**SUPPLIED MATERIAL**
········
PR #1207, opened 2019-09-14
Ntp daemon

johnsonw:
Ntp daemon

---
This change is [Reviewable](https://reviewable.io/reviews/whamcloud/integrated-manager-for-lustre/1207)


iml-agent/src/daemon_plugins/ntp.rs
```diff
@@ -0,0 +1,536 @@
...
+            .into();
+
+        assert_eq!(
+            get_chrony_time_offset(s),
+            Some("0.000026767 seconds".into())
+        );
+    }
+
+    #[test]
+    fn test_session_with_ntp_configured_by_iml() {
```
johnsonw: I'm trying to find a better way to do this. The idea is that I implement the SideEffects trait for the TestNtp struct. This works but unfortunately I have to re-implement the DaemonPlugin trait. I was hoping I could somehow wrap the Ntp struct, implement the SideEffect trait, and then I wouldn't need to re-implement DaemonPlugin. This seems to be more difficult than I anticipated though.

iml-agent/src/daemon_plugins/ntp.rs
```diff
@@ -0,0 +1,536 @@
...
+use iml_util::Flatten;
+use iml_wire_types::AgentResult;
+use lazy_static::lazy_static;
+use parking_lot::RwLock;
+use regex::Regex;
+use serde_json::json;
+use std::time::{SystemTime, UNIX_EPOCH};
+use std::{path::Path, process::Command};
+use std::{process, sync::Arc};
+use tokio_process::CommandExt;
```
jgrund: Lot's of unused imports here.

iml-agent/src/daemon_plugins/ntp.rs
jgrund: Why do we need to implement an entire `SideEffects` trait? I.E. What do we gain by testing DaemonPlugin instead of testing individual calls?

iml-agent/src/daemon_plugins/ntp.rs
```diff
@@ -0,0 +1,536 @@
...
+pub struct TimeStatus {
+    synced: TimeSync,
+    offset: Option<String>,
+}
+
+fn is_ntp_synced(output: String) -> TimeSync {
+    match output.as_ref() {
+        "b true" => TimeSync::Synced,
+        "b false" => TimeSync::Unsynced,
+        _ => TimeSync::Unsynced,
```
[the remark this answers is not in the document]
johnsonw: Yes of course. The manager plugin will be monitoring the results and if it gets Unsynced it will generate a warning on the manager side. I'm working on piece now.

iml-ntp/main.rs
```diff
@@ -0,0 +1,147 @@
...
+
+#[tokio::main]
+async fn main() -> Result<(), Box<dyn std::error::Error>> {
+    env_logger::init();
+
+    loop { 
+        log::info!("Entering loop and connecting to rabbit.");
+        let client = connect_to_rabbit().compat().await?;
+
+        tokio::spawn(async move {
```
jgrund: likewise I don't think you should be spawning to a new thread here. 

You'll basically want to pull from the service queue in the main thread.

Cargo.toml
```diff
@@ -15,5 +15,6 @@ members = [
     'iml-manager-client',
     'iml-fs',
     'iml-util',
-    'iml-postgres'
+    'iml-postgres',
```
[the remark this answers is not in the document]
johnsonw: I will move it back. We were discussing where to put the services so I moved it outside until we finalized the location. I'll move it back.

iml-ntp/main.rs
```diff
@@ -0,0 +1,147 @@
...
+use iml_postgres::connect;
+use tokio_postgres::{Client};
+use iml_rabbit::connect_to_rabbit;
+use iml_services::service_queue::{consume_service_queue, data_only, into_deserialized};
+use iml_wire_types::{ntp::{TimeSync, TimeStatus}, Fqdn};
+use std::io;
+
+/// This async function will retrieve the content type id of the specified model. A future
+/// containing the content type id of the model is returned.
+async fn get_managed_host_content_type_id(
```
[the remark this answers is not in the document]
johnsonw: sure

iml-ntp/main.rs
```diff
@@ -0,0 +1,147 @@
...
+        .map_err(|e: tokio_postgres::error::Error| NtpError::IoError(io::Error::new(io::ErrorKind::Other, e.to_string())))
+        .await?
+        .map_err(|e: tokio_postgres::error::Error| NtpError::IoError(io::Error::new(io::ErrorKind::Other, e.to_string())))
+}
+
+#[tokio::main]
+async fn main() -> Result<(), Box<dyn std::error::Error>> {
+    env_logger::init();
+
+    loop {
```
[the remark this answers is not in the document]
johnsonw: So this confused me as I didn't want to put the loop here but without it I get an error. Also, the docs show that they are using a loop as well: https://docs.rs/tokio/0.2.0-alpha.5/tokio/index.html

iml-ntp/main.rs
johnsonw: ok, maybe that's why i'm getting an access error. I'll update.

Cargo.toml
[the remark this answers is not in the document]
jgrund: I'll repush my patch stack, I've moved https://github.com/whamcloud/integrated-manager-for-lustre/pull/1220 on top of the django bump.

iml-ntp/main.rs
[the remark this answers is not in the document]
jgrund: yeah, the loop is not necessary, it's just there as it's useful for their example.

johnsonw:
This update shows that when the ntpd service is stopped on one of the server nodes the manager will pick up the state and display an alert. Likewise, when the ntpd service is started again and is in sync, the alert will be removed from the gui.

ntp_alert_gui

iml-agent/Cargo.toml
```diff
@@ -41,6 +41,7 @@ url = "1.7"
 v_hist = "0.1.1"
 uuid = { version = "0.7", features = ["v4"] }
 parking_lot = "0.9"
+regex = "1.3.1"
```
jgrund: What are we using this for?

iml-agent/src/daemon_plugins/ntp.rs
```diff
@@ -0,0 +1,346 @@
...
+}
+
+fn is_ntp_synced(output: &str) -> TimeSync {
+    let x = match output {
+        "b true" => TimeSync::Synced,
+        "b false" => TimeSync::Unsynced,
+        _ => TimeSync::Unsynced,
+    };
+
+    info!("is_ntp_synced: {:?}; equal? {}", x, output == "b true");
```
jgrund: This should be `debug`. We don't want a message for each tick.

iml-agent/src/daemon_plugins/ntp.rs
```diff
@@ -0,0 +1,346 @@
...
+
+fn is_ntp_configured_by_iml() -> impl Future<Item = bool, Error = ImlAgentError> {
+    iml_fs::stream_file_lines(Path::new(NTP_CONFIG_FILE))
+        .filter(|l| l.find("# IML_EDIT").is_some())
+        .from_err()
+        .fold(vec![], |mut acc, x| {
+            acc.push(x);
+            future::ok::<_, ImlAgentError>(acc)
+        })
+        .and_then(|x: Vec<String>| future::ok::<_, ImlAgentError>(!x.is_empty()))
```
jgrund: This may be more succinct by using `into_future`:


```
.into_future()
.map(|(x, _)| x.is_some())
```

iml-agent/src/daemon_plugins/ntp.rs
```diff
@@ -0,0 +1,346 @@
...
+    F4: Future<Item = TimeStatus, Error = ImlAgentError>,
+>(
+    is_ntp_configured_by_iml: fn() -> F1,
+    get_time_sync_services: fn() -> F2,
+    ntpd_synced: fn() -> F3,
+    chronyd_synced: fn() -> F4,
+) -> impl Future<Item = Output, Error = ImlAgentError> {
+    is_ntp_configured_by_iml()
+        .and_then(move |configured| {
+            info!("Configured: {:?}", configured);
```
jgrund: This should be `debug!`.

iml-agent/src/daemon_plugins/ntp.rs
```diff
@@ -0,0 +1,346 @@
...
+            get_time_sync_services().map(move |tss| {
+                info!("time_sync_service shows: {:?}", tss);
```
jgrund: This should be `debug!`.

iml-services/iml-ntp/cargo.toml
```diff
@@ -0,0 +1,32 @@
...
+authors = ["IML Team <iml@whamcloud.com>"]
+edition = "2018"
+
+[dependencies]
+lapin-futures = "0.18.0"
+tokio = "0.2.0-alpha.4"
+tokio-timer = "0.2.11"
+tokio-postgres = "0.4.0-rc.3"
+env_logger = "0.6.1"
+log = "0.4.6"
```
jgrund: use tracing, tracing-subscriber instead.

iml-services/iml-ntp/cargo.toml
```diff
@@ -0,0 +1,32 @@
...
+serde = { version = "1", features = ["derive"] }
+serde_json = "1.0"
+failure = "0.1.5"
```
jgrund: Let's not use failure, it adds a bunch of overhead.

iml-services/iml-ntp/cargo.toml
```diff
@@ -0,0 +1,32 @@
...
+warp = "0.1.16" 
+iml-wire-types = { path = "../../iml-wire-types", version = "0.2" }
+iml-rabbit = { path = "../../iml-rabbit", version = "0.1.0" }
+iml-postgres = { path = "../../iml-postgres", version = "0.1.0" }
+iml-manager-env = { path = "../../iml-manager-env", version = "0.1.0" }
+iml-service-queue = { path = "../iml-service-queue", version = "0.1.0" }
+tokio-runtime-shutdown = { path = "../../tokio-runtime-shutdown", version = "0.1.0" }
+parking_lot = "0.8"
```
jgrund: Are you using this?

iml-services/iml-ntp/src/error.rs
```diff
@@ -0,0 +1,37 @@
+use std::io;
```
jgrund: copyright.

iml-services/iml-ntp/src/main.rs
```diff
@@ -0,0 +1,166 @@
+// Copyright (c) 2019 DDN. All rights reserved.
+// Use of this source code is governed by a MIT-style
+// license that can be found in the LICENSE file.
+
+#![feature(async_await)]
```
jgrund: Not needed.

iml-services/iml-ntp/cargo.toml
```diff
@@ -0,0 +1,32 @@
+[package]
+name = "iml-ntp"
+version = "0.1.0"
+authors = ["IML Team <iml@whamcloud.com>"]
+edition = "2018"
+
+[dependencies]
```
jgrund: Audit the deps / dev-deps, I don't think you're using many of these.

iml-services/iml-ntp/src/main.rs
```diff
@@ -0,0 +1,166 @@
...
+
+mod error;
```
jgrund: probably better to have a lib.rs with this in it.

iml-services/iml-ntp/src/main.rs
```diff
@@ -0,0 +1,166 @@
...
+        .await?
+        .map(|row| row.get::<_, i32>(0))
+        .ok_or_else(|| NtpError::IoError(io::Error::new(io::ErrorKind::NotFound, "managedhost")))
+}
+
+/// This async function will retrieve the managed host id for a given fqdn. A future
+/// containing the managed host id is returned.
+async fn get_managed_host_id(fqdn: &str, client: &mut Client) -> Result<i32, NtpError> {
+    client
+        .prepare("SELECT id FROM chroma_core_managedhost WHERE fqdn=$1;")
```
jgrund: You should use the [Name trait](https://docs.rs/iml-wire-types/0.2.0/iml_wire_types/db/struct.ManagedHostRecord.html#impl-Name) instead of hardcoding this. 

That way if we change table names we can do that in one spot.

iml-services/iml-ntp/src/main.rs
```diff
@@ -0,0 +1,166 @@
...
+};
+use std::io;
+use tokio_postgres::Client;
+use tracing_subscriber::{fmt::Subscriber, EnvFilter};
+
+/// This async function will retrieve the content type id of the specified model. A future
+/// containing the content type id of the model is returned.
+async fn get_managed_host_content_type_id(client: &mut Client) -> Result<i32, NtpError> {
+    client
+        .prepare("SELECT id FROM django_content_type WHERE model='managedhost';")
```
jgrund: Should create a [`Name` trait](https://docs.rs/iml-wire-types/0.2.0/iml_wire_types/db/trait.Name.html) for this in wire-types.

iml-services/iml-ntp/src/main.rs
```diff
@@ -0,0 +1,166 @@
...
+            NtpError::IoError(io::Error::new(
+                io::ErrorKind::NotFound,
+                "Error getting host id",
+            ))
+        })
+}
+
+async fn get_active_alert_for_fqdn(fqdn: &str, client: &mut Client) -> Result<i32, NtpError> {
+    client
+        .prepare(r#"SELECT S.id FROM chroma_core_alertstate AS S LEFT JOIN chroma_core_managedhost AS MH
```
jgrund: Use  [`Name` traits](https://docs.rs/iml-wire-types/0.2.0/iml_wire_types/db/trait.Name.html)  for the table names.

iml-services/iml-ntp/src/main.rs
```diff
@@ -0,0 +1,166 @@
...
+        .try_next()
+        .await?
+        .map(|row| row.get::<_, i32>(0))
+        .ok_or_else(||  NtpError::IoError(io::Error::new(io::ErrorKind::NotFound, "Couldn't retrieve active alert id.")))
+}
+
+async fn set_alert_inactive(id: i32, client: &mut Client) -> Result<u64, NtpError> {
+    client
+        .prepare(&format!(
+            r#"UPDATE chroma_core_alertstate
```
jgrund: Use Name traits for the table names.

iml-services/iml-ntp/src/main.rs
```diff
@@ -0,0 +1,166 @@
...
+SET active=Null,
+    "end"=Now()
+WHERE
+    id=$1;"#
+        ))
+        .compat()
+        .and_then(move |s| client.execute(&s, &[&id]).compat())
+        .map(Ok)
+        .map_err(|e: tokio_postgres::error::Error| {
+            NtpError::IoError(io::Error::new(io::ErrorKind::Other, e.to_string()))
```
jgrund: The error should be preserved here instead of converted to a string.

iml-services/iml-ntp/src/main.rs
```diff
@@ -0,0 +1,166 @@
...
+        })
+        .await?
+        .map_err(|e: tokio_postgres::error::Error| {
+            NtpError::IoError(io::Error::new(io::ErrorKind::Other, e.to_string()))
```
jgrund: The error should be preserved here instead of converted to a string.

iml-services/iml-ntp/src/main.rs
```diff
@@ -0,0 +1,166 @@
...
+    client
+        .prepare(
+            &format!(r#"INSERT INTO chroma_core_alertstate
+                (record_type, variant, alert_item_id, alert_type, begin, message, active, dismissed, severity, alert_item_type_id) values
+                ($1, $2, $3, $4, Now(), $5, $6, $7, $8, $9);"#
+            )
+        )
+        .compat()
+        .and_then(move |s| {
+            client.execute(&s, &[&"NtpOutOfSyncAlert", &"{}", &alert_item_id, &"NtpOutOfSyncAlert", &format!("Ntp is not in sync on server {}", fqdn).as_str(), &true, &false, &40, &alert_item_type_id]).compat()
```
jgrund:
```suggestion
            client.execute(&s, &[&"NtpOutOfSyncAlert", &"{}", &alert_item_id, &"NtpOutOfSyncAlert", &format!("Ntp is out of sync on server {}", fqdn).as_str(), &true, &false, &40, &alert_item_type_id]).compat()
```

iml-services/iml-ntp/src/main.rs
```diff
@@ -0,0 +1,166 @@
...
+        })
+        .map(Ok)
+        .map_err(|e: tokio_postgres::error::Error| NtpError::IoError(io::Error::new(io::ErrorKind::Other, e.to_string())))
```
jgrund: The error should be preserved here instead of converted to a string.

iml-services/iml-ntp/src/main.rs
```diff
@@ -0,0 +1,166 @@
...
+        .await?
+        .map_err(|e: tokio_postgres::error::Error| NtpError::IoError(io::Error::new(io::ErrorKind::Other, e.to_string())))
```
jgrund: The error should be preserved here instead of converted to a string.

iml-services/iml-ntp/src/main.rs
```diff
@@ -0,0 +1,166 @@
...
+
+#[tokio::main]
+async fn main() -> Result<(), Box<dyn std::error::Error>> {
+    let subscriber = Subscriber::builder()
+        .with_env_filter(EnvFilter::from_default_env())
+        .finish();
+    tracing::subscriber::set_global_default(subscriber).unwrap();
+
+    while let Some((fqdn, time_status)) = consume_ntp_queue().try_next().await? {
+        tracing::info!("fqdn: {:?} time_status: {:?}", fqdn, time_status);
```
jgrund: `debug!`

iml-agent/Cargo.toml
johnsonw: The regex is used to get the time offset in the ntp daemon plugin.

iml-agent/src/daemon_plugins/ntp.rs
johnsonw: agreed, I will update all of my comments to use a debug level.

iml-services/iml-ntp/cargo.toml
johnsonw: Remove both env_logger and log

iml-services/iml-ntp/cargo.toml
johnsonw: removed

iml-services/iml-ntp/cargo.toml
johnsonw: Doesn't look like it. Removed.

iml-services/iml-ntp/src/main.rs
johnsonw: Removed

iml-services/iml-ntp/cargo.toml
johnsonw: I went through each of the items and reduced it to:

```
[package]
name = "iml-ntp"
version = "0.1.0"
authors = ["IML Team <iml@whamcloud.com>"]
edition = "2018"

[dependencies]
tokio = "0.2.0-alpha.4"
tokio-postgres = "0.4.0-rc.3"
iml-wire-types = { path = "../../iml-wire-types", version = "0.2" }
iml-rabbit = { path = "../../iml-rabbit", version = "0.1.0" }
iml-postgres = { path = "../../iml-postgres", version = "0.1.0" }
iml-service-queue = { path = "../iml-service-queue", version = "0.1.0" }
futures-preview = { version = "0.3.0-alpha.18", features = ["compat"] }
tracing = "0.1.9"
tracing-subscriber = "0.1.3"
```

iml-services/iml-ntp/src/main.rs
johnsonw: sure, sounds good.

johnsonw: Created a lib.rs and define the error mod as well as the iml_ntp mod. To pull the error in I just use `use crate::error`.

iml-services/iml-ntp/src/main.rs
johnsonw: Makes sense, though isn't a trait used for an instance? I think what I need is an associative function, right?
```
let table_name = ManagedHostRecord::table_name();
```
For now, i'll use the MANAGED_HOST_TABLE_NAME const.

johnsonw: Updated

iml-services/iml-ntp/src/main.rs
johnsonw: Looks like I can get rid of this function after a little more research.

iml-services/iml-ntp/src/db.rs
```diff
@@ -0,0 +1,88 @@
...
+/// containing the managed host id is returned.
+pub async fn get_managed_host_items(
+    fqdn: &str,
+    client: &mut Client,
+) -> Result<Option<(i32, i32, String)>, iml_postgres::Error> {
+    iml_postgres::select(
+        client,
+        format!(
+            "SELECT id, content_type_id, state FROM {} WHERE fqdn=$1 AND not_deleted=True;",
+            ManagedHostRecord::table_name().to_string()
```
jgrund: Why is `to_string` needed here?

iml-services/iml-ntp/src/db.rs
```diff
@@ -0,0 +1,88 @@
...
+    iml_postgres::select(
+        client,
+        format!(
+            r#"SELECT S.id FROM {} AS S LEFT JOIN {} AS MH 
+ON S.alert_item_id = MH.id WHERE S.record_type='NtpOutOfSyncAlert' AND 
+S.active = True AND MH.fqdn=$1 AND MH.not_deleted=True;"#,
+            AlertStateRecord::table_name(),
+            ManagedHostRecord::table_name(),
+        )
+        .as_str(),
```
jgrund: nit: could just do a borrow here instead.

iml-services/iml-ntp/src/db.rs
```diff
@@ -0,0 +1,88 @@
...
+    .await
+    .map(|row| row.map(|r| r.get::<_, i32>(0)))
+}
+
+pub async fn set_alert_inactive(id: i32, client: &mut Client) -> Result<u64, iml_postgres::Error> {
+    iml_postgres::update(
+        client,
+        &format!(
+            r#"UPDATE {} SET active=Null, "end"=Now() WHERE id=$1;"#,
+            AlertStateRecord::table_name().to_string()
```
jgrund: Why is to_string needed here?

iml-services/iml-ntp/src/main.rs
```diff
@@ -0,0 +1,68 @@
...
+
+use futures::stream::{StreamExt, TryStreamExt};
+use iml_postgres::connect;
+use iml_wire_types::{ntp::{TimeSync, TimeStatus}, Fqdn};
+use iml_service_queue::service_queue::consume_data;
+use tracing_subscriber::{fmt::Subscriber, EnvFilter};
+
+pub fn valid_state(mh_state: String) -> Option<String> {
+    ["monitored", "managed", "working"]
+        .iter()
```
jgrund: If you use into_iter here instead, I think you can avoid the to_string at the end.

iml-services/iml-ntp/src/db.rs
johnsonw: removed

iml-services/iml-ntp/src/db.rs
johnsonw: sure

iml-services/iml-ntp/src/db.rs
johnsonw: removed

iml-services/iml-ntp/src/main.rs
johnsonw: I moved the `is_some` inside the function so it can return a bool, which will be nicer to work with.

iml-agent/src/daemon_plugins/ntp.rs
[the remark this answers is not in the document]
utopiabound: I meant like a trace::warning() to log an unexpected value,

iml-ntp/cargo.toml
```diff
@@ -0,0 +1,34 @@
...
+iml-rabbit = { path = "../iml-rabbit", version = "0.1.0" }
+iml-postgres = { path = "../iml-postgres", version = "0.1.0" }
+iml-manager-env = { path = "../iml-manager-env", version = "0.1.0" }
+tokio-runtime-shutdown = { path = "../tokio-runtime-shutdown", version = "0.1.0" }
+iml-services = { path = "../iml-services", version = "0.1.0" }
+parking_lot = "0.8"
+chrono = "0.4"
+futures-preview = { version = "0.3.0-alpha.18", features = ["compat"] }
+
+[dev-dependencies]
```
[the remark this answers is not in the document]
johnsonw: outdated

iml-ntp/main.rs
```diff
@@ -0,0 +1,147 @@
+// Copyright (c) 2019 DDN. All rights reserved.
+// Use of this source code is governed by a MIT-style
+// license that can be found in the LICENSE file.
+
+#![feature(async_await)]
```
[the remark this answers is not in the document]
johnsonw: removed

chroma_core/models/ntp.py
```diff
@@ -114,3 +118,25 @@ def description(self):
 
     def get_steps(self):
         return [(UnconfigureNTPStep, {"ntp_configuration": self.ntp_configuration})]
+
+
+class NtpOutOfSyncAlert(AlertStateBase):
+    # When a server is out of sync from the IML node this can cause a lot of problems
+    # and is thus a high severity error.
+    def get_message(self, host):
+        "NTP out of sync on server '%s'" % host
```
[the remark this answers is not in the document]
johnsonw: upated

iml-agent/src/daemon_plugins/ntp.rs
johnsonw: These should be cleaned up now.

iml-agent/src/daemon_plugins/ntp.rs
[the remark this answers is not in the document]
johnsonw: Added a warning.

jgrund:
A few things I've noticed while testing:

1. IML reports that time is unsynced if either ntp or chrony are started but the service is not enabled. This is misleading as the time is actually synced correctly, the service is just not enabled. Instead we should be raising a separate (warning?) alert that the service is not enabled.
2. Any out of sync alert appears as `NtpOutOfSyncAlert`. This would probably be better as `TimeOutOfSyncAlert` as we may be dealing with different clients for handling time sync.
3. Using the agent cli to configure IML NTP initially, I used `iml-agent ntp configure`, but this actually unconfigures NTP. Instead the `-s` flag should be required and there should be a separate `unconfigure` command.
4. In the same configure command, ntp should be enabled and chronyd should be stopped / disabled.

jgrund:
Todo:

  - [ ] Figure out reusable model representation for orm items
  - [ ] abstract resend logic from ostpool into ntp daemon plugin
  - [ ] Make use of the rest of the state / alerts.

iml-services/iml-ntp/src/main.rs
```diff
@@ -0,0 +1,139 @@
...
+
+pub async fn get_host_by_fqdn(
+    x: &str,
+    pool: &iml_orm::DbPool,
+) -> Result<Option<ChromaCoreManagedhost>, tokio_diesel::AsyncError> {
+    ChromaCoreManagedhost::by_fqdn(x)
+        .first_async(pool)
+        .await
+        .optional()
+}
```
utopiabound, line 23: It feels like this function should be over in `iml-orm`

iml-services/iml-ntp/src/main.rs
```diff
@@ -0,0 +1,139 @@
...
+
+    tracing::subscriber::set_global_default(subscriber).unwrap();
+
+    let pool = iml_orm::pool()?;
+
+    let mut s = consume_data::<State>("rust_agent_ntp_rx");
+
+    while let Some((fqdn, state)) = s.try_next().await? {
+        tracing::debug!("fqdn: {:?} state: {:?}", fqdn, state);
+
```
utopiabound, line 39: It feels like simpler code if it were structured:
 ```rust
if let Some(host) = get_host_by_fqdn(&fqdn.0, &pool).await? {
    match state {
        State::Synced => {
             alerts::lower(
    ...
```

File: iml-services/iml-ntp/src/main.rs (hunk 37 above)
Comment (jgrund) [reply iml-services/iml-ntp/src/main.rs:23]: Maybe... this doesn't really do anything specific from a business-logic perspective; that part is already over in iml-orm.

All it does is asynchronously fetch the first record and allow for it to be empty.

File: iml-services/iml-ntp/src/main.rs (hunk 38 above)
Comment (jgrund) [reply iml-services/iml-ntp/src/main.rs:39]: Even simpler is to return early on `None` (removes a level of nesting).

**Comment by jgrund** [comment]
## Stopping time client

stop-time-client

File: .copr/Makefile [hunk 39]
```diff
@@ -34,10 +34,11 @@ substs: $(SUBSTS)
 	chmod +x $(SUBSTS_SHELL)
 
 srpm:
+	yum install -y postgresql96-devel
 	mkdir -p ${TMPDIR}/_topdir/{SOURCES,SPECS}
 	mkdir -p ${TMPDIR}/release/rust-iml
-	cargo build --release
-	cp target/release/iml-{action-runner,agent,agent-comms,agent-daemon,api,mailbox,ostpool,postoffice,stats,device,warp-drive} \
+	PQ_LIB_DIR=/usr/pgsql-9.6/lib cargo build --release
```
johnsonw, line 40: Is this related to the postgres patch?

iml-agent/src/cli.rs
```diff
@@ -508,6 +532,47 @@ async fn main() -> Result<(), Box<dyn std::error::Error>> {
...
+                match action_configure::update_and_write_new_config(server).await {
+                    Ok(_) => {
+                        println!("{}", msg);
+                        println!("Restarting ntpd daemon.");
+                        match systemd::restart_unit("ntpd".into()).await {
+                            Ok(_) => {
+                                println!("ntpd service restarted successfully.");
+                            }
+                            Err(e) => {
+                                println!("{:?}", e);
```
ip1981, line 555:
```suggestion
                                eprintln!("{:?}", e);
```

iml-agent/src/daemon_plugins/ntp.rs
········
What lines of the material contain "utopiabound"? Show them.

utopiabound: I meant like a trace::warning() to log an unexpected value,
utopiabound, line 23: It feels like this function should be over in `iml-orm`
utopiabound, line 39: It feels like simpler code if it were structured:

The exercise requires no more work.